The difference is Focusdgt is using Dupont White ink and the manufacturers are using Chinese white ink. Thats why Focusdgt's name is more famous.
But the printer is very good with Dupont ink. I can't wait to hear from you when you start using your printer.

Take care and empty your inbox


----------



## AJLA

Hi Praneel,

I sent you PM regarding your answer to Bigmish some days ago, could you please reply, thanks.

Regards,
AJLA


----------



## blackcrest

praneelm said:


> Hello Mishal, your inbox is full so im posting reply here.
> 
> There was a forum thread 2 weeks ago
> 
> http://www.t-shirtforums.com/direct-garment-dtg-inkjet-printing/t105957.html
> 
> thats how i came to know about this company.
> I also found out where focusdgt is getting the printers manufactured. I think i will buy from the direct manufacturers for cheap.
> 
> The difference is Focusdgt is using Dupont White ink and the manufacturers are using Chinese white ink. Thats why Focusdgt's name is more famous.
> But the printer is very good with Dupont ink. I can't wait to hear from you when you start using your printer.
> 
> Take care and empty your inbox


Hello, coould you provide me the name of the direct manufacturer of the printer?  I Couldn't find it the chinese dtg thread


----------



## Bigmish

blackcrest said:


> Hello, coould you provide me the name of the direct manufacturer of the printer?  I Couldn't find it the chinese dtg thread


Focus digital FOCUS DIGITAL

Try to contact Charlie Que


----------



## Karol Hattas

Hello Mishal,

my name is Karol I am from Slovakia. I was reading with interest that you bought the printer from Focus Digital. Do you have now some new experience with this machine? Do you satified with it?

Thank you for your reply.

Karol


----------



## Bigmish

Karol Hattas said:


> Hello Mishal,
> 
> my name is Karol I am from Slovakia. I was reading with interest that you bought the printer from Focus Digital. Do you have now some new experience with this machine? Do you satified with it?
> 
> Thank you for your reply.
> 
> Karol


well, its good overall, no problems and the focus rip is great, but do not buy inks from them, get the inks from Home - resoluteink.co.uk (i highly recommend it)


----------



## Karol Hattas

why, are the inks from them a problem? What type of inks was you using from them?


----------



## Bigmish

Karol Hattas said:


> why, are the inks from them a problem? What type of inks was you using from them?

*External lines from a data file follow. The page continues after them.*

PR #611, opened 2024-08-19
bib: update to images v0.78 and update for API changes

mvo5:
Two changes:
- The pathpolicy.PathTri type is no longer exported and it is `pathpolicy.Pathpolicies` instead [0]
- The error messages from images for path policy violations changes and need an update (arguable this is not the best layer to test the error  details here and instead we should check how much we can move down to images but that is a followup :)

[0] https://github.com/osbuild/images/pull/854

### DIFF
--- a/bib/cmd/bootc-image-builder/image.go
+++ b/bib/cmd/bootc-image-builder/image.go
@@ -116,7 +116,7 @@ var (
 	})
 )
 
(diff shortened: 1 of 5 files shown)


ondrejbudai (dismissed):
Thanks!

achilleas-k (approved):
Thank you!

achilleas-k (dismissed):

achilleas-k (approved):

textile inks and i think its mixed with eco solvent or something else (it can damage your printhead) and because u cant cure it even if u press the t shirt for 10 minutes, it will almost vanish from the first wash, so dont take the risk.

ill talk to Charlie Que now to make a nice offer for u he is a good friend


----------



## Karol Hattas

thank you for your attention. I was already order A2+ Butterfly-Jet/EX, from Charlie. Now I am a little bit concern, because I was order a lot of inks. The machine and inks are already on the way to me. Let see if they changed the inks. They offered me the inks imported from USA and Korea.

Do you print CMYK+W?


----------



## Bigmish

Karol Hattas said:


> thank you for your attention. I was already order A2+ Butterfly-Jet/EX, from Charlie. Now I am a little bit concern, because I was order a lot of inks. The machine and inks are already on the way to me. Let see if they changed the inks. They offered me the inks imported from USA and Korea.
> 
> Do you print CMYK+W?


yeah im using CMYK+WWWW
thats the chinese inks, but i dont know about the korean inks, and he is importing DTG digital inks from USA


----------



## blackulver

Karol Hattas said:


> thank you for your attention. I was already order A2+ Butterfly-Jet/EX, from Charlie. Now I am a little bit concern, because I was order a lot of inks. The machine and inks are already on the way to me. Let see if they changed the inks. They offered me the inks imported from USA and Korea.
> 
> Do you print CMYK+W?


Hi Karol,

I'm also interesting to buy A2+ Butterfly-Jet/EX. Pls let me know your experience when you receive the machine.


----------



## Karol Hattas

Hi,

what is your name and from where you are?
Do you have already some knowledge about digital printing?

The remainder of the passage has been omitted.